All lines from the one with "## v1.1.1 [2016-12-02]" onward, through the last line of the records below, are to be retyped word for word.

==*==

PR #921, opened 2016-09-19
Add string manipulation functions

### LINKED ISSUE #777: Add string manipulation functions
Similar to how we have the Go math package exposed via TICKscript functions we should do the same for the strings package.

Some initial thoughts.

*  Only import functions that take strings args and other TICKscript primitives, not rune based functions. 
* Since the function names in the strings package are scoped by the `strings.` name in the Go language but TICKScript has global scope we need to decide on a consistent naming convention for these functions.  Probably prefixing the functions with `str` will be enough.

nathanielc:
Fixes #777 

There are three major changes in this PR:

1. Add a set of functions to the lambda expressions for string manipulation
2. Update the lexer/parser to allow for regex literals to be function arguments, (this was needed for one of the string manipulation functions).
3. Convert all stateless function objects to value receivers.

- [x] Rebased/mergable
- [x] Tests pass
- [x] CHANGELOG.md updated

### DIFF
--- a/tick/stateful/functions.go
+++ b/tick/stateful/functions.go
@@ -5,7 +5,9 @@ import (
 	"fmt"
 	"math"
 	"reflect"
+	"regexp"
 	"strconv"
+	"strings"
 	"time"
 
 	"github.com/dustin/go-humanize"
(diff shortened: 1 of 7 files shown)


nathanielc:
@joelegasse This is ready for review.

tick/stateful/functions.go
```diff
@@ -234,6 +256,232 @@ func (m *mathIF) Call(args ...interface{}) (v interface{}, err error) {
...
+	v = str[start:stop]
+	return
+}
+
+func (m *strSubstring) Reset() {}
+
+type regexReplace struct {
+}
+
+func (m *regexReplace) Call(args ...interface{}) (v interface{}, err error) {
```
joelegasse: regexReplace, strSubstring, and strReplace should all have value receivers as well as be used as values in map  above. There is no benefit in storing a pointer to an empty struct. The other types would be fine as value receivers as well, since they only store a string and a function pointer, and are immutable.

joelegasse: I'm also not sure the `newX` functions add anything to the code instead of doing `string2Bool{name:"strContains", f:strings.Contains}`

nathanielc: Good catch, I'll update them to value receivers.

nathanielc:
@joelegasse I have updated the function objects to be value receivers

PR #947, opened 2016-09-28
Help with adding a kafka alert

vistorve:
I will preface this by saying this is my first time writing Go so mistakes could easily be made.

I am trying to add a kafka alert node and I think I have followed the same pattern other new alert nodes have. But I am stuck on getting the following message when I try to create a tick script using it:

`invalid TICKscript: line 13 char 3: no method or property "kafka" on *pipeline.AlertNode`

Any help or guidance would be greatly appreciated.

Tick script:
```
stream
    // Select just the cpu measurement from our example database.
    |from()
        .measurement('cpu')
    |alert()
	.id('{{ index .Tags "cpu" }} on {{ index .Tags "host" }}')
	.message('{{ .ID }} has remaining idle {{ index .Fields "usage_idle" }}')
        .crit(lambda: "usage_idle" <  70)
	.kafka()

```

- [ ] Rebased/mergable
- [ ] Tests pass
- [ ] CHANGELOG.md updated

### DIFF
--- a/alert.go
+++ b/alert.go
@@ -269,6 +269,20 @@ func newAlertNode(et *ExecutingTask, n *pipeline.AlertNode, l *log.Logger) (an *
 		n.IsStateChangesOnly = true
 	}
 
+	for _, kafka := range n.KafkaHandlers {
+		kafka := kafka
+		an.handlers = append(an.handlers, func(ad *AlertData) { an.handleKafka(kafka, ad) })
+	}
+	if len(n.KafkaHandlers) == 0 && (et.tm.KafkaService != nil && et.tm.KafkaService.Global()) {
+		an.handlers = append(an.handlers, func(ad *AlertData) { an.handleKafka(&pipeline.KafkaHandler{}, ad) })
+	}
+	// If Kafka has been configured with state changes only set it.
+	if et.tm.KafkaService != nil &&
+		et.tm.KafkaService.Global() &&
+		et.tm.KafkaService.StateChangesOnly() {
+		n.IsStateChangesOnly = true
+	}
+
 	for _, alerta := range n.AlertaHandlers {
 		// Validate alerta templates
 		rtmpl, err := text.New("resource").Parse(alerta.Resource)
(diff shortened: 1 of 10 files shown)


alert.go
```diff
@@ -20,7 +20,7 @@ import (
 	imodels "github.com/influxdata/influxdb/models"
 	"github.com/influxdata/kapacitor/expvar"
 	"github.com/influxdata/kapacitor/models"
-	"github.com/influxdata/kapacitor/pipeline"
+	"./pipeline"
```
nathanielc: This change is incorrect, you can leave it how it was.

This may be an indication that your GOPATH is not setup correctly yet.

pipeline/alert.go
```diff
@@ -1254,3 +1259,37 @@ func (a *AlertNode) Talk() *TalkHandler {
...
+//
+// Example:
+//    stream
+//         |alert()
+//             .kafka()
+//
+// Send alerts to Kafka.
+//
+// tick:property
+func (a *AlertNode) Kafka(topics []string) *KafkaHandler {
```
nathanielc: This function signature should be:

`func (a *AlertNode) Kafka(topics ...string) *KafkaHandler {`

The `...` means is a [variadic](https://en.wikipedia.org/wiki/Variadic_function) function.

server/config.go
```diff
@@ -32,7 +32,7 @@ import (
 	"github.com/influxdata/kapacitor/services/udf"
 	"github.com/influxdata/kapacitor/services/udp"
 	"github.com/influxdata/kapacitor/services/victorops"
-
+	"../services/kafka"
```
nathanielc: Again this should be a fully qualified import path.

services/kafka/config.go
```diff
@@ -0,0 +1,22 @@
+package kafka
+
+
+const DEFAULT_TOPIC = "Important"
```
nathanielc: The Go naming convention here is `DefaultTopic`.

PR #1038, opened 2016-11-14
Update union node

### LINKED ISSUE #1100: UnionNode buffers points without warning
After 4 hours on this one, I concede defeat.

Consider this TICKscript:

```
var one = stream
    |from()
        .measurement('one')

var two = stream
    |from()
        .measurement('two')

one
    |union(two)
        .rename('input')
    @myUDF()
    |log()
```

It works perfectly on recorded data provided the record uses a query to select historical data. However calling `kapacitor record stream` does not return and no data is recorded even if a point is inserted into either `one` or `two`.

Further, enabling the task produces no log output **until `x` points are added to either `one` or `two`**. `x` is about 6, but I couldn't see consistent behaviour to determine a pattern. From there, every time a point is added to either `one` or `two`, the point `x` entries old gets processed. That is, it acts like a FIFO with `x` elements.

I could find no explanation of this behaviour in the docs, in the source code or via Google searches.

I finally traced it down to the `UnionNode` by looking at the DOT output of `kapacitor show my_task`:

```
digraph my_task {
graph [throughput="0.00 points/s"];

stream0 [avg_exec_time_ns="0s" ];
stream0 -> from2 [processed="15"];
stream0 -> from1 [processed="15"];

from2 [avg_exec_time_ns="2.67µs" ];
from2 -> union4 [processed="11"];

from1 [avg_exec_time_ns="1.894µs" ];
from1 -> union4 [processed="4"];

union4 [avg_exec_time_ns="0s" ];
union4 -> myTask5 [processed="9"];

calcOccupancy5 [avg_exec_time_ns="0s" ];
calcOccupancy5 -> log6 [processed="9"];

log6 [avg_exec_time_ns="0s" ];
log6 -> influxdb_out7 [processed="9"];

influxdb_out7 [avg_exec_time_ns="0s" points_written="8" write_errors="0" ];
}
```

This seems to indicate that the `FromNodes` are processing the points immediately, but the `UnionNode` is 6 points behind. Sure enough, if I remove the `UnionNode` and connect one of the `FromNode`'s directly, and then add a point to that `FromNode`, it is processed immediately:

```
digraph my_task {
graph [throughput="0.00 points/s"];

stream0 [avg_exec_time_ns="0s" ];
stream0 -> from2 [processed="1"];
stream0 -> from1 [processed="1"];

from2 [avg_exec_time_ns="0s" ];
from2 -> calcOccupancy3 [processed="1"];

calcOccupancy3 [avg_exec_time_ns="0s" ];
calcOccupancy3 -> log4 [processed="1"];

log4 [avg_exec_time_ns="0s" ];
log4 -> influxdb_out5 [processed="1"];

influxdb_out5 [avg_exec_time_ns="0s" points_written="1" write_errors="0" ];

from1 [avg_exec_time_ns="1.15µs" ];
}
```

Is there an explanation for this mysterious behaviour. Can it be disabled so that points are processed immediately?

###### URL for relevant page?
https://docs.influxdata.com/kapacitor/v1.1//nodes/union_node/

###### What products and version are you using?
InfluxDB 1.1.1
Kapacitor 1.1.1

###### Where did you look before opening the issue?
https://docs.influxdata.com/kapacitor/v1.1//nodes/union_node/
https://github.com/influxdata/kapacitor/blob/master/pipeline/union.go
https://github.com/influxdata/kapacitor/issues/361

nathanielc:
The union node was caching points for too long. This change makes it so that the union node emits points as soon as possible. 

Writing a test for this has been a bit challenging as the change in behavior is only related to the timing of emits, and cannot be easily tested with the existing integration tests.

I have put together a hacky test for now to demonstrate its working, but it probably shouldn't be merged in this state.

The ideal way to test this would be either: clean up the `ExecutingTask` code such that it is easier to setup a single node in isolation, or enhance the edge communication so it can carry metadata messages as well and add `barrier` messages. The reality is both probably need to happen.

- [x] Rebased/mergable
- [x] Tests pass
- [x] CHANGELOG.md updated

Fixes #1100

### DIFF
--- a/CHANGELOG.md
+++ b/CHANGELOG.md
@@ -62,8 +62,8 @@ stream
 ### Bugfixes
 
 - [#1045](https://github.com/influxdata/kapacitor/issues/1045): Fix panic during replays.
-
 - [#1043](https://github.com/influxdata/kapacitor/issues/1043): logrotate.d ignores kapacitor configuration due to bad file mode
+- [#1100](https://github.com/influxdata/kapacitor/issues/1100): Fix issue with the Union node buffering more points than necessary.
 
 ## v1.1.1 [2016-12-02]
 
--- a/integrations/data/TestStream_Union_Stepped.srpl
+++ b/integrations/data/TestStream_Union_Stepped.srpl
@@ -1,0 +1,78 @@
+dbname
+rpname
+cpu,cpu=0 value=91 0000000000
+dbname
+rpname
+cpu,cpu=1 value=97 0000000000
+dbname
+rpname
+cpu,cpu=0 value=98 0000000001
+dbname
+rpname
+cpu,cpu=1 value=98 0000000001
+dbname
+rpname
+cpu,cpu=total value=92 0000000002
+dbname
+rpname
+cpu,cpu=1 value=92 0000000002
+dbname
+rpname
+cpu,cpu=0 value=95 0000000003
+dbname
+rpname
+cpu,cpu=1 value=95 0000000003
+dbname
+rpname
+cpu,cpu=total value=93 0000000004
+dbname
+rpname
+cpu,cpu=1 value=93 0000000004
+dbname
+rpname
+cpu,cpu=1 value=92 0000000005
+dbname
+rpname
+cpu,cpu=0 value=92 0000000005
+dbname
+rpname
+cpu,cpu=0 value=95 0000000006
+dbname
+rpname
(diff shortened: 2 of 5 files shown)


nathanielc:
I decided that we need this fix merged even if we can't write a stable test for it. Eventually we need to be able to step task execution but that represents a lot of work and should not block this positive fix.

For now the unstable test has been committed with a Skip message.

==*==

FINAL ANSWER:
 ## v1.1.1 [2016-12-02]
 
--- a/integrations/data/TestStream_Union_Stepped.srpl
+++ b/integrations/data/TestStream_Union_Stepped.srpl
@@ -1,0 +1,78 @@
+dbname
+rpname
+cpu,cpu=0 value=91 0000000000
+dbname
+rpname
+cpu,cpu=1 value=97 0000000000
+dbname
+rpname
+cpu,cpu=0 value=98 0000000001
+dbname
+rpname
+cpu,cpu=1 value=98 0000000001
+dbname
+rpname
+cpu,cpu=total value=92 0000000002
+dbname
+rpname
+cpu,cpu=1 value=92 0000000002
+dbname
+rpname
+cpu,cpu=0 value=95 0000000003
+dbname
+rpname
+cpu,cpu=1 value=95 0000000003
+dbname
+rpname
+cpu,cpu=total value=93 0000000004
+dbname
+rpname
+cpu,cpu=1 value=93 0000000004
+dbname
+rpname
+cpu,cpu=1 value=92 0000000005
+dbname
+rpname
+cpu,cpu=0 value=92 0000000005
+dbname
+rpname
+cpu,cpu=0 value=95 0000000006
+dbname
+rpname
(diff shortened: 2 of 5 files shown)


nathanielc:
I decided that we need this fix merged even if we can't write a stable test for it. Eventually we need to be able to step task execution but that represents a lot of work and should not block this positive fix.

For now the unstable test has been committed with a Skip message.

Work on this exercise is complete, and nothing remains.